Auf Antrag der Gläubigerin wurde das Verfahren fortgesetzt und ein Versteigerungstermin auf Juni 2012 bestimmt. Die Gläubigerin beantragte in der Folge abweichende Versteigerungsbedingungen dahingehend, dass von einem Erlöschen des Nießbrauchs auszugehen und dieser nicht in das geringste Gebot aufzunehmen sei. Das AG wies den Antrag zurück. Die Ehefrau blieb im Versteigerungstermin Meistbietende. Mit Beschluss vom gleichen Tag erteilte das AG der Meistbietenden den Zuschlag.
Das LG wies die sofortige Beschwerde der Gläubigerin zurück. Auf die zugelassene Rechtsbeschwerde hob der BGH die Beschlüsse der Vorinstanzen auf und versagte den Zuschlag.
Gründe:
Entgegen der Auffassung des Beschwerdegerichts lag ein Zuschlagsversagungsgrund vor.
Nach § 83 Nr. 1 ZVG ist der Zuschlag u.a. zu versagen, wenn eine der Vorschriften über die Feststellung des geringsten Gebots oder der Versteigerungsbedingungen verletzt ist. Hierunter sind die in §§ 44 bis 65 ZVG enthaltenen Regelungen zu verstehen. Nach § 59 ZVG kann jeder Beteiligter spätestens im Versteigerungstermin vor der Aufforderung zur Abgabe von Geboten eine von den gesetzlichen Vorschriften abweichende Feststellung des geringsten Gebots und der Versteigerungsbestimmungen verlangen.

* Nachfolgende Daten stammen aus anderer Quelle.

PR #4464, opened 2024-09-30
ci: Remove old MacOS-12 CI test

lgritz:
It's an old flavor not well supported by homebrew any longer, so what's happening is that some of the dependency packages we ask to install have to build from source, which means it takes a long long time. Just get rid of it, we have two other Mac test cases -- a newer MacOS 13 Intel one, and a MacOS 14 ARM one. That's enough coverage.

### DIFF
--- a/.github/workflows/ci.yml
+++ b/.github/workflows/ci.yml
@@ -506,14 +506,6 @@ jobs:
       fail-fast: false
       matrix:
         include:
-          - desc: MacOS-12
-            runner: macos-12
-            nametag: macos12-py310
-            cc_compiler: clang
-            cxx_compiler: clang++
-            cxx_std: 17
-            python_ver: "3.10"
-            aclang: 13
           - desc: MacOS-13
             runner: macos-13
             nametag: macos13-py311
@@ -525,11 +517,11 @@ jobs:
             simd: sse4.2,avx2
           - desc: MacOS-14-ARM
             runner: macos-14
-            nametag: macos14-arm-py311
+            nametag: macos14-arm-py312
             cc_compiler: clang
             cxx_compiler: clang++
             cxx_std: 20
-            python_ver: "3.11"
+            python_ver: "3.12"
             aclang: 15
     runs-on: ${{ matrix.runner }}
     env:


ThiagoIze:
The https://vfxplatform.com/ says we should target macOS 12.0 SDK. We can do that on newer macOS by I think setting in cmake [CMAKE_OSX_DEPLOYMENT_TARGET](https://cmake.org/cmake/help/latest/variable/CMAKE_OSX_DEPLOYMENT_TARGET.html). Do we have that? If not, should we add it to say the MacOS-13 runner as part of this PR?

lgritz:
> The https://vfxplatform.com/ says we should target macOS 12.0 SDK. We can do that on newer macOS by I think setting in cmake [CMAKE_OSX_DEPLOYMENT_TARGET](https://cmake.org/cmake/help/latest/variable/CMAKE_OSX_DEPLOYMENT_TARGET.html). Do we have that? If not, should we add it to say the MacOS-13 runner as part of this PR?

I'm not sure I understand what that does, in light of the fact that we don't rely on anything other than the standard C++ library (nothing newer than C++17) and the other open source dependencies we install ourselves. We're not using any native MacOS APIs, so I'm not sure what there is to nail down specifically to OSX 12.x.

I also have an alternate design that works fine, which is to KEEP this MacOS-12 test, but instruct it not to build OpenCV or Qt. So that means that only for MacOS-12, we wouldn't be building in support for the OpenCV interop or osltoy -- neither of which is actually tested by the automated testsuite anyway. If you think that's a better approach, I can replace the present PR by that version.

lgritz:
Alternate approach: #4665

ThiagoIze:
It's for more than just macos API. Take this random link I found https://stackoverflow.com/a/19819591 which says it's used for selecting the C++ STL implementation. 

Unlike linux where we need to build on older distros so we build against an old enough glibc so the binary works for all users, on macs you can build on the latest macos and instead use this flag to tell the compiler/linker what to target.

lgritz:
OK, I'll close this PR and keep building specifically on MacOS-12.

Dem auf dieser Grundlage gestellten Antrag der Gläubigerin, den der zugunsten der Ehefrau des Schuldners bestellten Nießbrauch bei der Feststellung des geringsten Gebots abweichend von § 44 Abs. 1 ZVG nicht zu berücksichtigen, hätte somit ungeachtet der fehlenden Zustimmung der Berechtigten entsprochen werden müssen.
In der BGH-Rechtsprechung ist anerkannt, dass der Anfechtungsgläubiger jedenfalls als Beteiligter gem. § 9 ZVG eine Änderung der Versteigerungsbedingungen nach § 59 ZVG verlangen kann, wenn das anfechtbar erlangte Recht - wie hier - nach § 44 Abs. 1 ZVG in das geringste Gebot fällt und es deshalb nach § 52 Abs. 1 ZVG bestehen bleibt. Durch die Verurteilung des Anfechtungsgegners, von dem anfechtbar erworbenen Recht gegenüber dem Anfechtungsgegner keinen Gebrauch zu machen, soll die Zugriffslage wiederhergestellt werden, die ohne die anfechtbare Rechtshandlung bestehen würde. Ohne die Einräumung des Nießbrauchs wären der Sicherungshypothek der Gläubigerin keine Rechte der Ehefrau des Schuldners vorgegangen. Die Gläubigerin konnte daher verlangen, dass der Nießbrauch bei der Aufstellung des geringsten Gebots wie ein ihrer Sicherungshypothek im Rang nachgehendes Recht behandelt und daher nicht in das geringste Gebot aufgenommen wird.
Etwas anderes folgt entgegen der Auffassung des Beschwerdegerichts auch nicht daraus, dass die Nießbrauchsberechtigte nicht zur Abgabe einer auf die Aufhebung ihres Rechts zielenden Willenserklärung verurteilt worden war. Die Verfahrensweise des Vollstreckungsgerichts führte demgegenüber dazu, dass der Nießbrauch als bestehen bleibendes Recht viele Interessenten vom Bieten abhielt und damit ein Zugriffshindernis bildete. Die Festsetzung eines Zuzahlungsbetrages für den Fall, dass das Recht nicht bestehen sollte, änderte daran nichts.